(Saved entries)
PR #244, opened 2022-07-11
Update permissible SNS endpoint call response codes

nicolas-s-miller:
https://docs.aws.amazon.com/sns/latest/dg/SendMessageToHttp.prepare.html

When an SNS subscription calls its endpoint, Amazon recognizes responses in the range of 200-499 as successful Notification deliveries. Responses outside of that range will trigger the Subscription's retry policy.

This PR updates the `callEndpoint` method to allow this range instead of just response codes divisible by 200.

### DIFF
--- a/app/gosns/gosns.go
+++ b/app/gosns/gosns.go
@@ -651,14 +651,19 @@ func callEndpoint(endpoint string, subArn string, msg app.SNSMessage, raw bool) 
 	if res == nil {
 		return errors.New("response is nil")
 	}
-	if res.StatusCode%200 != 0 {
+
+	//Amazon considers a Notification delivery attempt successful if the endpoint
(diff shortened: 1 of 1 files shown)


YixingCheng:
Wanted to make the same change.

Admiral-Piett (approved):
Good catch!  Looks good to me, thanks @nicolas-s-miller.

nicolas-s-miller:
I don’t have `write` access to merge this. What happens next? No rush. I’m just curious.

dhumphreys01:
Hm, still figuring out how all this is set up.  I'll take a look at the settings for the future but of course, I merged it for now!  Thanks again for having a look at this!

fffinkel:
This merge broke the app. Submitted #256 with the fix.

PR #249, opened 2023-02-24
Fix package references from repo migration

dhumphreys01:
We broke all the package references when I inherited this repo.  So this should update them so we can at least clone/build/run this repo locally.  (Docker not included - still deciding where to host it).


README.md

**Exercise requirements**
An exact copy of every line above is needed.

**Response**
PR #244, opened 2022-07-11
Update permissible SNS endpoint call response codes

nicolas-s-miller:
https://docs.aws.amazon.com/sns/latest/dg/SendMessageToHttp.prepare.html

When an SNS subscription calls its endpoint, Amazon recognizes responses in the range of 200-499 as successful Notification deliveries. Responses outside of that range will trigger the Subscription's retry policy.

This PR updates the `callEndpoint` method to allow this range instead of just response codes divisible by 200.

### DIFF
--- a/app/gosns/gosns.go
+++ b/app/gosns/gosns.go
@@ -651,14 +651,19 @@ func callEndpoint(endpoint string, subArn string, msg app.SNSMessage, raw bool) 
 	if res == nil {
 		return errors.New("response is nil")
 	}
-	if res.StatusCode%200 != 0 {
+
+	//Amazon considers a Notification delivery attempt successful if the endpoint
(diff shortened: 1 of 1 files shown)


YixingCheng:
Wanted to make the same change.

Admiral-Piett (approved):
Good catch!  Looks good to me, thanks @nicolas-s-miller.

nicolas-s-miller:
I don’t have `write` access to merge this. What happens next? No rush. I’m just curious.

dhumphreys01:
Hm, still figuring out how all this is set up.  I'll take a look at the settings for the future but of course, I merged it for now!  Thanks again for having a look at this!

fffinkel:
This merge broke the app. Submitted #256 with the fix.

PR #249, opened 2023-02-24
Fix package references from repo migration

dhumphreys01:
We broke all the package references when I inherited this repo.  So this should update them so we can at least clone/build/run this repo locally.  (Docker not included - still deciding where to host it).


README.md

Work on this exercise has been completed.